-- INFORMATION SHOWN --
Issue #513, opened 2020-01-08
Passport insecure


thhan:
Hello everyone,

I see the passport-component for laravel. In my opinion this isn't a great solution because the client-secret and client-id should never write clean in the code. An hacker could use it to get access to your api.

Better solution will be to get the [implicit grant tokens](https://laravel.com/docs/5.8/passport#implicit-grant-tokens). I'll hope you will update it soon or will be inform the developer wich use it at the moment.

<div align="right"><sub><em>This question is available on <a href="https://cmty.app/nuxt">Nuxt</a> community (<a href="https://cmty.app/nuxt/auth-module/issues/c467">#c467</a>)</em></sub></div>

MrJmpl3:
You need create new route in your backend and use with local scheme.

The Laravel Passport example is when the people don't want create new route.

thhan:
And when I create a standalone vue app without laravel in this project? The example is the right example. Your solution should be used, if you have two laravel instances. One for the authentication and one for the app.

MrJmpl3:
> And when I create a standalone vue app without laravel in this project? The example is the right example. Your solution should be used, if you have two laravel instances. One for the authentication and one for the app.

Not exactly. I have one instance of Laravel. 

```php
public function login(LoginRequest $request)
    {
        request()->request->add([
            'grant_type' => 'password',
            'client_id' => config('passport.id'),
            'client_secret' => config('passport.secret'),
            'username' => (string) $request->input('username'),
            'password' => (string) $request->input('password'),
            'scope' => '',
        ]);

        $responseOAuth2 = Route::dispatch(Request::create(env('APP_URL').'/oauth/token', 'POST'));

        return response(json_decode($responseOAuth2->getContent(), true, 512, JSON_THROW_ON_ERROR), $responseOAuth2->getStatusCode());
    }
```

thhan:
The program is not allowed to ask for the username and password. Only the oAuth service (google.com, facebook.com or your laravel-instance with passport) is allowed to do this.

Have a look at the specification of oAuth2. (https://youtu.be/CPbvxxslDTU)

MrJmpl3:
> The program is not allowed to ask for the username and password. Only the oAuth service (google.com, facebook.com or your laravel-instance with passport) is allowed to do this.
> 
> Have a look at the specification of oAuth2. (https://youtu.be/CPbvxxslDTU)

[...]

PR #514, opened 2020-01-08
Information about security issue

thhan:


thhan:
Information to #513

pi0:
Hi and thanks for PR. Indeed implicit flow is much better and we can advice it. But we don't ever expose client_secret to client (when using laravel.passport):

https://github.com/nuxt-community/auth-module/blob/dev/lib/providers/_utils.js#L16

PR #523, opened 2020-01-25
Fix #275

### LINKED ISSUE #275: 'redirect callback' ignores 'router base'
### Version

[v4.5.1](https://github.com/auth-module/releases/tag/v4.5.1)

### Reproduction link

[#sorry/for/no/reproduction/link](#sorry/for/no/reproduction/link)

### Steps to reproduce

1.
in nuxt.config.js
```
router: {
  base: "/some_custom_base_path",
}
```
```
auth: {
  ...
  redirect: {
    login: '/login',
    logout: '/login',
    callback: '/some_callback_path',
    home: '/'
  }
}
```
2.
try login facebook

### What is expected ?

Expected redirect to http://mydomain.com/some_custom_base_path/some_callback_path

Happening redirect to http://mydomain.com/some_callback_path

### Additional comments?

Other redirects working correctly.

<div align="right"><sub><em>This bug report is available on <a href="https://cmty.app/nuxt">Nuxt</a> community (<a href="https://cmty.app/nuxt/auth-module/issues/c241">#c241</a>)</em></sub></div>

harish2704:
A clean, minimal but somewhat incomplete fix for #275.

As per this, we need to specify the base path ( ie, `router.base` ) in the configuration section of auth middleware.
Ie, the configuration `auth.redirect.base` should hold the same value as that of `router.base`

I don't know how to automate this. But this solution will work if we add that config.

Please note that, this fix will not break any existing functionality because, we are using safe default values for this new config option

Signed-off-by: Harish Karumuthil <harish2704@gmail.com>

### DIFF
--- a/lib/core/auth.js
+++ b/lib/core/auth.js
@@ -5,6 +5,7 @@ export default class Auth {
   constructor (ctx, options) {
     this.ctx = ctx
     this.options = options
+    this._baseUrl = getProp(options, 'redirect.base') || ''
 
     // Strategies
     this.strategies = {}
@@ -369,7 +370,7 @@ export default class Auth {
 
     if (process.client) {
       if (noRouter) {
-        window.location.replace(to)
+        window.location.replace(this._baseUrl + to)
       } else {
         this.ctx.redirect(to, this.ctx.query)
       }
--- a/lib/schemes/oauth2.js
+++ b/lib/schemes/oauth2.js
@@ -33,11 +33,11 @@ export default class Oauth2Scheme {
     if (process.server && this.req) {
       const protocol = 'http' + (isHttps(this.req) ? 's' : '') + '://'
 
-      return protocol + this.req.headers.host + this.$auth.options.redirect.callback
+      return protocol + this.req.headers.host + this.$auth._baseUrl + this.$auth.options.redirect.callback
     }
 
     if (process.client) {
-      return window.location.origin + this.$auth.options.redirect.callback
+      return window.location.origin + this.$auth._baseUrl + this.$auth.options.redirect.callback
     }
   }
 


lib/core/auth.js
```diff
@@ -369,7 +370,7 @@ export default class Auth {
```
NickBolles: I think that the "from" variable will be the full path, containing the base path if fullPathRedirect is enabled. In this case the "isSameURL" call on line 367 will fail, causing an extra, if not infinite redirects.

NickBolles: Same with line 348

lib/core/auth.js
```diff
@@ -369,7 +370,7 @@ export default class Auth {
 
     if (process.client) {
       if (noRouter) {
-        window.location.replace(to)
+        window.location.replace(this._baseUrl + to)
```
NickBolles: What if _baseUrl ends in a slash? isn't that going to cause an invalid url?

lib/core/auth.js
```diff
@@ -5,6 +5,7 @@ export default class Auth {
   constructor (ctx, options) {
     this.ctx = ctx
     this.options = options
+    this._baseUrl = getProp(options, 'redirect.base') || ''
```
Atinux: We should be able to get the `router.base` option directly instead of introducting `redirect.base`

lib/core/auth.js
harish2704: Thank!! Good catch. This issue can be resolve in the [constructor](https://github.com/nuxt-community/auth-module/pull/523/files#diff-9a2f0794afc86382d1c3c12125bd13f4R8)

lib/core/auth.js
harish2704: But it is a good practice to use a consistent, instance property for this purpose isn't it?

 If we do that, we can use that variable wherever we want . Also, issue like you [reported](https://github.com/nuxt-community/auth-module/pull/523/files#diff-9a2f0794afc86382d1c3c12125bd13f4R373) can be easily solved using single , predictable fix. In this way, we get better predictability , decoupling/isolation for this module

adam-nygate:
Any progress on this?

PR #528, opened 2020-02-13
fix: fix `setUserToken` issues

T0TProduction:
this PR was created to fix issues that were found with the original merge from [PR 278](https://github.com/nuxt-community/auth-module/pull/278)

- remove the logging out as we will overwrite the token anyways and it introduced unexpected and unwanted behaviour
- remove check if we need to use token. this functions purpose is to set the token, so we will always do it


pi0:

PR #530, opened 2020-02-16
Added "removeUniversal" to storage.md

Erebos66:
Just crawled through the source code and recognized that the "removeUniversal" method is not mentioned in the doc. It's kind of useful


farnabaz:
Thanks

PR #542, opened 2020-02-27
fix: remove the trailing slash of paths in `isSameURL`

ElmerZhang:
Comparing URLs in isSameURL should remove the trailing slash.
Comparison of `https://example.com/signIn` with `https://example.com/signIn/` should return true.


pi0:
Thanks!

pi0:

PR #1305, opened 2021-09-19
Fixed 404ed links to Vuex

bcnzer:
In the setup section there is a warning about Vuex. In it there are two links, both of which were returning 404s. Changed the paths, which appear to the correct location.


bmulholland:
Thanks!

Issue #485, opened 2019-11-20
Authentication does not occur after callback from auth0 provider on statically generated nuxt site


DjustinK:
### Version

[v4.8.4](https://github.com/auth-module/releases/tag/v4.8.4)

### Reproduction link

[https://github.com/nuxt-community/auth-module](https://github.com/nuxt-community/auth-module)

### Steps to reproduce

Setup nuxt with typescript.
Install auth module ` @nuxtjs/auth @nuxtjs/axios @types/nuxtjs__auth`
Configure auth0 provider https://auth.nuxtjs.org/providers/auth0.html
Setup login and callback routes.
Generate static.
Run http-server ./ in the dist folder.
Open browser and login (localhost:3000)

### What is expected ?

The user should be authenticated after auth0 redirects to the callback.

### What is actually happening?

Auth0 redirects to /callback, but the user is not authenticated.

### Additional comments?

Running the application normally (without static) works.
Setting mode to `universal` or `spa` has no effect.

<div align="right"><sub><em>This bug report is available on <a href="https://cmty.app/nuxt">Nuxt</a> community (<a href="https://cmty.app/nuxt/auth-module/issues/c447">#c447</a>)</em></sub></div>

DjustinK:
login.vue
```
<script lang="ts">
import { Component, Vue } from 'nuxt-property-decorator';

@Component({
  name: 'Login'
})
export default class Login extends Vue {
  public mounted(){
    this.$auth.loginWith('auth0')
  }
}
</script>
```

callback.vue
```
<script lang="ts">
import { Component, Vue } from 'nuxt-property-decorator';

@Component({
  name: 'Callback'
})
export default class Login extends Vue {}
</script>
```
nuxt.config.ts
```
  modules: [
    '@nuxtjs/auth',
    '@nuxtjs/axios',
  ],
  router: {
    middleware: 'auth'
  },
  auth: {
    strategies: {
      auth0: {
        domain: ', // Fill
        client_id: '', //Fill
      }
    },
    redirect: {
      login: '/login',
      logout: '/logout',
      callback: '/callback',
      home: '/'
    }
  }
```

bjesus:
@DjustinK, did you manage to find a way around this? I'm seeing the exact same issue :cry:

groydis:
Having same issue :(

DjustinK:
I figured it out, auth0 always appends a forward slash at the end of the callback url.
[...]

PR #1308, opened 2021-09-24
Remove index.html suffix in normalizePath

zakjan:
Fixes recognizing auth callback with a static deployment target deployed to a storage bucket.

Additionally this config is required (inspired by https://stackoverflow.com/q/65645740/1823988):

```
  router: {
    middleware: ['auth'],
    extendRoutes(routes) {
      routes.forEach(route => {
        const alias = route.path.length > 1 ? `${route.path}/index.html` : '/index.html';
        route.alias = alias;
      });
    },
  },
```

Related issues:
https://github.com/nuxt-community/auth-module/issues/299
https://github.com/nuxt-community/auth-module/issues/485

### DIFF
--- a/src/utils/index.ts
+++ b/src/utils/index.ts
@@ -92,6 +92,11 @@ export function normalizePath(path = '', ctx?: Context): string {
     result = result.replace(ctx.base, '/')
   }
 
+  // Remove index.html suffix
+  if (result.match(/index\.html?$/)) {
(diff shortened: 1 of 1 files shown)


OndraRehounek:
it seems to me that the config for extendRoutes is enough to solve the problem (at least for me with oauth2 flow, target: static, ssr: false)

-- TASK INSTRUCTIONS --
Only lines holding the word "schemes" are wanted; copy each one from the listing.

-- SOLUTION TO THIS PROBLEM --
--- a/lib/schemes/oauth2.js
+++ b/lib/schemes/oauth2.js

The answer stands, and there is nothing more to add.